EXERCISE AIM:
Lines from the beginning of the data through the line containing "iOS only, closes #176." are to be copied exactly, with no other line included.

Dataset entries:

◆ ◆ ◆ ◆ ◆ ◆ ◆

PR #180, opened 2017-03-25
Add support for showing network activity indicator on iOS in CueApi

### LINKED ISSUE #176: Add support for network activity indicator in status bar on iOS
This spinny thing in the status bar to indicate network activity:
simulator screen shot mar 24 2017 8 07 25 pm

Update `CueApi` to set the visibility of this indicator based on whether a request is currently processing.

mattyu007:
iOS only, closes #176.

Adds support for the network activity indicator in the status bar for when there are pending `CueApi` calls. Not so useful on speedy networks, but great for if the network is struggling or if we add background sync in the future where we can't show loading indicators in the foreground.

ezgif-3-0399feb644

### DIFF
--- a/Cue/app/api/CueApi.js
+++ b/Cue/app/api/CueApi.js
@@ -1,11 +1,24 @@
 // @flow
 'use strict'
 
+import { StatusBar } from 'react-native'
+
 import { serverURL } from '../env';
 
 class CueApi {
 	static userId  = null;
 	static accessToken = null;
+	static requestsPending = 0;
+
+	static setNetworkActivityIndicatorVisible(value: boolean) {
+		if (value) {
+			this.requestsPending++
+		} else {
+			this.requestsPending--
+		}
+
+		StatusBar.setNetworkActivityIndicatorVisible(this.requestsPending > 0)
+	}
 
 	static setAuthHeader(userId: ?string, accessToken: ?string) {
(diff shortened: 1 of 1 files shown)


Cue/app/api/CueApi.js
```diff
@@ -21,33 +34,36 @@ class CueApi {
...
 		.then(text => {
+			this.setNetworkActivityIndicatorVisible(false)
 			try {
 				return JSON.parse(text)
 			} catch (e) {
 				return {}
 			}
 		})
 		.catch(e => {
+			this.setNetworkActivityIndicatorVisible(false)
```
ClaytonPassmore, line 54: I think it's possible to do a double decrement if the JSON parse fails

ClaytonPassmore (commented):
One minor comment

Cue/app/api/CueApi.js
mattyu007: If JSON parse fails, then we just return an empty object, and the catch should never be reached.

ClaytonPassmore: WOW this is a sign I have been looking at too much code. Not sure how I missed that `try`-`catch` block :confused:

ClaytonPassmore (approved):
#iosMasterRace

PR #185, opened 2017-03-26
Allow for overwriting of deleted flag

### LINKED ISSUE #182: Overwriting a deleted deck doesn't reset deleted flag
If a deck is deleted on the server and you use the overwrite endpoint, the deleted flag will stay at 1.

Expected: The deleted flag should be set to 0 (false)

image

henryc132:
Closes #182 

Allows for overwriting the deletion flag of decks.

Overwriting a deleted deck:
- Sets deletion flag to false
- Adds deck back to user library

### DIFF
--- a/Server/App/api/deck.py
+++ b/Server/App/api/deck.py
@@ -11,6 +11,7 @@ from model.card import Card
 from model.deck import Deck
 from policy.card import CardPolicy
 from policy.deck import DeckPolicy
+from model.library import Library
 from utils.base_handler import BaseHandler
 from utils.wrappers import authorize_request_and_create_db_connector, require_params, \
     extract_user_id, optional_params, optional_query_string_params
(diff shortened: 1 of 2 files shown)


Tyler-Brenneman:
How do you overwrite with a deleted deck?

Looks like you made the deleted flag a required param. Could you update the api spec aswell?

henryc132:
Oh wasn't sure how your conflict logic handled deleted decks, just assumed that you just send the deck to the overwrite point with the deleted flag set to true or something. I guess that part is not needed?

Tyler-Brenneman:
I call the delete endpoint if the localChange is a delete, since we dont have a copy of the local deck anymore if its deleted, just its localchange

henryc132:
Alright, fixed

Server/App/api/deck.py
```diff
@@ -158,11 +159,18 @@ def post(self, name, public, tags, cards, device, user_id, connector, uuid):
                 raise TypeError
             if not isinstance(tags, list):
                 raise TypeError
-
+
```
ClaytonPassmore: Extra whitespace

Server/App/api/deck.py
```diff
@@ -11,6 +11,7 @@
 from model.deck import Deck
 from policy.card import CardPolicy
 from policy.deck import DeckPolicy
+from model.library import Library
```
ClaytonPassmore: Can you put this below  the deck model import? Just to keep things in alphabetical order

ClaytonPassmore (approved):
Looks good! Just two minor things

PR #189, opened 2017-03-26
Only call to update status bar network activity indicator if on iOS

mattyu007:
React Native issues a warning every time you call `StatusBar.setNetworkActivityIndicatorVisible` on Android, which is endlessly annoying.

screen shot 2017-03-26 at 6 14 52 am


ClaytonPassmore (approved):
:ship:

PR #192, opened 2017-03-26
Avoid doubling up TableRow borders on iOS

### LINKED ISSUE #183: Change TableRow borders on iOS so that adjacent rows don't double up on the border
Right now on iOS, each `TableRow` will display borders on both the top and bottom sides, which means that the border between adjacent rows is twice as wide and looks darker than the borders at the top and bottom:

screen shot 2017-03-25 at 6 17 36 pm

It's not so obvious in the screenshot, but it's much more visible on a physical device. We could use `TableHeader` to apply the first border instead, and then have each `TableRow` just draw a border along the bottom.

mattyu007:
iOS only, closes #183.

Minor UI fix, avoids doubling up the border between adjacent `TableRow` elements on iOS by only drawing a bottom border and using `TableHeader` to draw the "top" border of the first row. Right now we don't have any groups of rows without headers, but if we ever do, there's a `showTopBorder` prop on `TableRow` which can be applied to the first row as necessary.

Does nothing on Android.

## Screenshots
Before / After
ezgif-1-d9f3473a5a

### DIFF
--- a/Cue/app/common/TableHeader.js
+++ b/Cue/app/common/TableHeader.js
@@ -1,11 +1,15 @@
 // @flow
 
 import React from 'react'
-import { View, Text, Platform } from 'react-native'
+import { View, Text, StyleSheet, Platform } from 'react-native'
 
 import CueColors from './CueColors'
 
 const iosStyles = {
+  container: {
+    borderBottomColor: CueColors.lightGrey,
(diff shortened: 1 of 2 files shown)


ClaytonPassmore (approved):

ClaytonPassmore:
shweeetttt

PR #203, opened 2017-03-27
Normalize share codes before lookup

### LINKED ISSUE #202: Strip spacing and normalize casing before matching share codes
On the client, we display share codes as two sets of four digits to improve readability, but the API expects that the share code is sent as all caps with no spaces in between. Normalize the share code on the client before doing the search.

mattyu007:
Closes #202.

Normalize share codes before lookup by converting to uppercase and stripping all non-alphanumeric characters.

### DIFF
--- a/Cue/app/tabs/library/LibraryHome.js
+++ b/Cue/app/tabs/library/LibraryHome.js
@@ -142,7 +142,7 @@ class LibraryHome extends React.Component {
   _onPressLookUpDeckByShareCode = () => {
     CuePrompt.prompt(
       Platform.OS === 'android' ? 'Look up share code' : 'Look Up Share Code',
-      '',
+      'Spaces and capitalization aren’t important.',
       [
         {text: 'Cancel', style: 'cancel'},
         {text: 'Look Up', onPress: this._onEnterShareCode},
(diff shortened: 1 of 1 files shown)


Cue/app/tabs/library/LibraryHome.js
```diff
@@ -142,18 +142,25 @@ class LibraryHome extends React.Component {
   _onPressLookUpDeckByShareCode = () => {
     CuePrompt.prompt(
       Platform.OS === 'android' ? 'Look up share code' : 'Look Up Share Code',
-      '',
+      'Spaces and capitalization aren’t important.',
```
ClaytonPassmore, line 145: I don't know if we need to include this

ClaytonPassmore (approved):
Looks good! Just not sure if we need the message in the prompt

Cue/app/tabs/library/LibraryHome.js
mattyu007: I don't think it's 100% necessary, but it's extra assurance for users. Kind of like the reverse of how so many password fields still tell you passwords are "case-sensitive".

PR #207, opened 2017-03-27
Expose HTTP status code in error messages

### LINKED ISSUE #206: Expose HTTP status codes in error messages
Right now most of our error messages simply say "Check your Internet connection and try again," which may not be helpful if there's an error.

mattyu007:
Closes #206.

In cases where we have connectivity but receive an error response from the server, we should expose the status code and stop telling people to check their Internet connection.

This also makes it easier to diagnose issues when the app is built in release mode and doesn't expose any React UI for looking deeper into errors.

screen shot 2017-03-27 at 3 33 49 pm
screen shot 2017-03-27 at 3 33 57 pm
screen shot 2017-03-27 at 3 34 08 pm
screen shot 2017-03-27 at 3 34 16 pm
screen shot 2017-03-27 at 3 35 36 pm
screen shot 2017-03-27 at 3 35 55 pm

### DIFF
--- a/Cue/app/api/CueApi.js
+++ b/Cue/app/api/CueApi.js
@@ -54,7 +54,10 @@ class CueApi {
 		})
 		.catch(e => {
 			this.setNetworkActivityIndicatorVisible(false)
-			throw (e)
+			if (!e.recoveryMessage) {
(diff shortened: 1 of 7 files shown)


ClaytonPassmore (approved):
Nice! That will be helpful

PR #209, opened 2017-03-27
Avoid calling API twice for simple deck creates

### LINKED ISSUE #208: Avoid calling Create Deck and Edit Deck API for simple deck creates
Right now, when a deck is created, we call the Create Deck API first, and then call the Edit Deck API to sync card changes and other deck properties.

For simple deck adds (i.e., only adding cards and leaving the deck as private), we can just pass the cards to the Create Deck API and avoid calling the Edit Deck API.

mattyu007:
Closes #208.

The Create Deck API handles deck name, tags, and list of cards. Don't call the Edit Deck API during deck create unless necessary.

Private deck before:
screen shot 2017-03-27 at 3 59 03 pm

Private deck after:
screen shot 2017-03-27 at 4 05 08 pm

Public deck still calls edit deck API:
screen shot 2017-03-27 at 4 14 17 pm

### DIFF
--- a/Cue/app/actions/library.js
+++ b/Cue/app/actions/library.js
@@ -102,7 +102,7 @@ function syncLibrary(localChanges): ThunkAction {
         .catch(e => {
           if (e.response && e.response.status === 409)  // Sync conflict
             failedSyncs.push(change)
-          else // Network error
+          else // Network or server error
             throw e
         }))
     })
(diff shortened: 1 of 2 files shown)


Tyler-Brenneman:
The add deck API only accepts front,back of cards. Couldn't this miss a card flag to the new deck?

mattyu007:
Hmm, good point. I'll take another look to see if this change is actually worth it then, since "creating a deck with no cards" is kind of a rare use case.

◆ ◆ ◆ ◆ ◆ ◆ ◆

ANSWER FOR THE TASK:
PR #180, opened 2017-03-25
Add support for showing network activity indicator on iOS in CueApi

### LINKED ISSUE #176: Add support for network activity indicator in status bar on iOS
This spinny thing in the status bar to indicate network activity:
simulator screen shot mar 24 2017 8 07 25 pm

Update `CueApi` to set the visibility of this indicator based on whether a request is currently processing.

mattyu007:
iOS only, closes #176.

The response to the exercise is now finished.